Your pathological inability to shut the fuck up was always one of the things that made our relationship so much fun, but your little problem finally reached critical mass as you went on to discuss your "David Duke cock" and then described kissing Perez Hilton "like you hated fags," an interesting comment considering that earlier you talked about how you want to (metaphorically) fuck all your girlfriends' exes in the ass.
I probably don't need to remind you about it at this point, but some of the last few guys who felt they could toss around words like "nigger" and "fag" with impunity were named Axl Rose and Michael Richards. Neither of which have graced an Entertainment Weekly cover in a while.

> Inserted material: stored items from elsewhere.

PR #723, opened 2024-08-09
feat: support ability for consumers to add custom props / HTML attributes defined via configuration to components

adamstankiewicz:
# Description

## Context

Open edX instances (e.g., 2U) rely on third-party tools for logging and analytics (e.g., Datadog, Hotjar). Some of these tools end up ingesting PII into things such as [session replays](https://www.datadoghq.com/product/real-user-monitoring/session-replay/), etc. that should otherwise be masked.

Example vendor-specific approaches to masking UI elements from their ingested data:
* [**Datadog**](https://docs.datadoghq.com/real_user_monitoring/session_replay/browser/privacy_options/#override-an-html-element). Supports `data-dd-privacy="allow" | "mask" | "hidden" | "mask-user-input"`.
* [**Hotjar**](https://help.hotjar.com/hc/en-us/articles/115012439167-How-to-Suppress-Text-Images-Videos-and-User-Input-from-Collected-Data#specific_elements). Supports `data-hj-suppress` and `data-hj-allow`.
* [**Fullstory**](https://help.fullstory.com/hc/en-us/articles/360020623574-How-do-I-protect-my-users-privacy-in-Fullstory#code-first) Supports `.fs-mask`, `.fs-unmask`, `.fs-exclude`, etc. class names.
* Other third-party vendors, with their own specific HTML attributes/values/classes.

Currently, such attributes for Hotjar are hardcoded throughout the platform ([search results](https://github.com/search?q=org%3Aopenedx%20data-hj-suppress&type=code)), despite not all instances of Open edX using Hotjar. While these attributes are fairly benign, the current approach does not support extending the masking of PII to other vendors (e.g., Datadog).

Related, there are other vendor-specific HTML attributes and class names unrelated to PII this approach would also be applicable to. As such, the following implementation is generic to support "custom props" on annotated elements, regardless of whether it's for PII masking or otherwise.

## Solution

Introduces a React hook (`useComponentPropOverrides`) and a Higher-Order-Component (`withComponentPropOverrides `) as a mechanism to allow consumers to add one or more custom props (e.g., to mask PII within [session replays](https://www.datadoghq.com/product/real-user-monitoring/session-replay/)) to any component that accepts prop spreading (e.g., `...props`).

### Configuration

May be configured by `env.config.js` or the MFE runtime configuration with `componentPropOverrides` (open to other config property names):

```js
{
  componentPropOverrides: {
    targets: {
      username: {
        'data-dd-privacy': 'mask', // Custom `data-*` attribute (e.g., Datadog)
        'data-hj-suppress': '', // Custom `data-*` attribute (e.g., Hotjar)
        className: 'fs-mask', // Custom `className` attribute (e.g., Fullstory)
      },
    },
  },
}
```

### Usage

Consider the following JSX containing PII (i.e., username):

```jsx
<p>Hi there, {authenticatedUser.username}.</p>
```

#### `useComponentPropOverrides` (hook)

```jsx
function UsernameWithPropOverrides({ children, ...rest }) {
  const propOverrides = useComponentPropOverrides('username', rest);
  return <span {...propOverrides}>{children}</span>;
}
UsernameWithPropOverrides.propTypes = {
  children: PropTypes.node.isRequired,
};

export default function AuthenticatedPage() {
  const { authenticatedUser, config } = useContext(AppContext);
  return (
      <p>Hi there, <UsernameWithPropOverrides>{authenticatedUser.username}</UsernameWithPropOverrides>.</p>
  );
}
```

#### `withComponentPropOverrides` (HOC)

```jsx
function Username({ children, ...rest }) {
  return <span {...rest}>{children}</span>;
}
Username.propTypes = {
  children: PropTypes.node.isRequired,
};
const UsernameWithPropOverrides = withComponentPropOverrides('username')(Username);

export default function AuthenticatedPage() {
  const { authenticatedUser, config } = useContext(AppContext);
  return (
      <p>Hi there, <UsernameWithPropOverrides>{authenticatedUser.username}</UsernameWithPropOverrides>.</p>
  );
}
```

By using `useComponentPropOverrides` (hook) or `withComponentPropOverrides` (HOC) to mask the username from third-party tools with the above `componentPropOverrides` configuration, the resulting HTML would render as the following:

```html
<p>Hi there, <span data-dd-privacy="mask" data-hj-suppress="" class="fs-mask">edx</span>.</p>
```

It does this by attempting to find a match between the component's specified selector and the `componentPropOverrides.targets.*` defined via configuration. If the specified selector matches one of the selectors defined via configuration, any configured props and their values be returned.

## Special cases

By default, components supporting configurable prop overrides only works with the prop `className` and any prop prefixed with `data-` (e.g., `data-dd-privacy`). Any other configuration prop name is ignored and not applied during rendering.

In certain cases, components may opt-in to supporting overrides of explicitly named prop names (e.g., `onClick`). By making the special cases like function handlers or `style` opt-in within the MFE's base code, it provides opportunity to discuss/review which prop overrides are officially supported in any given component beyond the default `data-*` attributes or `className` prop.

### `className`

Custom class name(s) will be concatenated with any existing `className` prop values that might already be passed to the component.

### `style`

Custom `style` properties will be shallow merged with any existing `style` properties that might already exist for the component. If the style properties overlap, the custom `style`'s value takes precedence.

### Functions (e.g., `onClick`)

If a custom prop is defined as a function (i.e., supported when `customComponentProps` is defined via `env.config`) but the component itself already has an `onClick` function handler, the component's `onClick` function will be executed first before calling the custom `onClick` handler. Both functions otherwise receive the same functions `args`.

**Merge checklist:**

**Post merge:**

### DIFF
--- a/docs/template/edx/publish.js
+++ b/docs/template/edx/publish.js
@@ -629,7 +629,7 @@ exports.publish = (memberData, opts, tutorials) => {
         generateSourceFiles(sourceFiles, opts.encoding);
     }
 
-    // if (members.globals.length) { generate('Global', [{kind: 'globalobj'}], globalUrl); }
+    if (members.globals.length) { generate('Global', [{kind: 'globalobj'}], globalUrl); }
 
     // index page displays information from package.json and lists files
     files = find({kind: 'file'});
--- a/.eslintrc.js
+++ b/.eslintrc.js
@@ -1,4 +1,3 @@
-// eslint-disable-next-line import/no-extraneous-dependencies
 const { getBaseConfig } = require('@openedx/frontend-build');
 
 const config = getBaseConfig('eslint');
--- a/env.config.js
+++ b/env.config.js
@@ -1,8 +1,41 @@
-// NOTE: This file is used by the example app.  frontend-build expects the file
+/* eslint-disable no-console */
+
+// NOTE: This file is used by the example app. frontend-build expects the file
 // to be in the root of the repository.  This is not used by the actual frontend-platform library.
-// Also note that in an actual application this file would be added to .gitignore.
+// Also note that in an actual application, this file would be added to .gitignore.
 const config = {
   JS_FILE_VAR: 'JS_FILE_VAR_VALUE_FOR_EXAMPLE_APP',
+  componentPropOverrides: {
+    targets: {
+      example: {
+        'data-dd-privacy': 'mask', // Custom `data-*` attribute (e.g., Datadog)
+        'data-hj-suppress': '', // Custom `data-*` attribute (e.g., Hotjar)
+        className: 'fs-mask', // Custom `className` attribute (e.g., Fullstory)
+        onClick: (e) => { // Custom `onClick` attribute
+          console.log('[env.config] onClick event for example', e);
+        },
+        style: { // Custom `style` attribute
+          background: 'blue',
+          color: 'white',
+        },
+      },
+      example2: {
+        'data-dd-privacy': 'mask', // Custom `data-*` attribute (e.g., Datadog)
+        'data-hj-suppress': '', // Custom `data-*` attribute (e.g., Hotjar)
+        className: 'fs-mask', // Custom `className` attribute (e.g., Fullstory)
+        onClick: (e) => { // Custom `onClick` attribute
+          console.log('[env.config] onClick event for example2', e);
+        },
+        style: { // Custom `style` attribute
+          background: 'blue',
+          color: 'white',
+        },
+      },
+      example3: {
+        'data-dd-action-name': 'example name', // Custom `data-*` attribute (e.g., Datadog)
+      },
+    },
+  },
 };
 
 export default config;
--- a/example/ComponentPropOverridesPage.jsx
+++ b/example/ComponentPropOverridesPage.jsx
@@ -1,0 +1,152 @@
+import {
+  forwardRef, useContext, useEffect, useRef, useState,
+} from 'react';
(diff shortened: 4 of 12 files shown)


example/PiiPage.jsx
```diff
@@ -0,0 +1,71 @@
...
+        <UsernameWithPii>
+          {authenticatedUser.username}
+        </UsernameWithPii>
+      </p>
+
+      {/* Example 2 */}
+      <h3><code>withPii</code> (HOC)</h3>
+      <p>
+        <i>Username:</i>{' '}
+        <UsernameWithPii2 ref={usernameRef}>
```
adamstankiewicz, line 65: [inform] Shows example passing a `ref` that should be forwarded.

docs/template/edx/publish.js
```diff
@@ -629,7 +629,7 @@ exports.publish = (memberData, opts, tutorials) => {
         generateSourceFiles(sourceFiles, opts.encoding);
     }
 
-    // if (members.globals.length) { generate('Global', [{kind: 'globalobj'}], globalUrl); }
+    if (members.globals.length) { generate('Global', [{kind: 'globalobj'}], globalUrl); }
```
adamstankiewicz, line 632: [inform] generates the `global.html` file which is used in links for custom `@typedef` types used within the React module. without this, the generated JSDoc link results in a 404.

adamstankiewicz:
Closed in favor of https://github.com/openedx/frontend-plugin-framework/pull/84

So we've got to end it. Your self-imposed exile from Twitter and meltdown in Nashville might have carried more weight if they'd come before everyone started piling on. You could've issued a swift, pre-emptive apology, put your head down, and continued making your unique brand of adult contemporary "blues" music and -- possibly -- put the incident behind you.
But that didn't happen, and now we have to turn our back on you. Because what was once a relationship based on shared goofiness -- like two friends going to parties and taking turns doing naked keg stands -- has now become one of one-sided embarrassment, like when one of the friends gets drunk, paws through the host's underwear drawer, and tries to fuck the dog.
Douchebags we can handle, John...dog fuckers, not so much.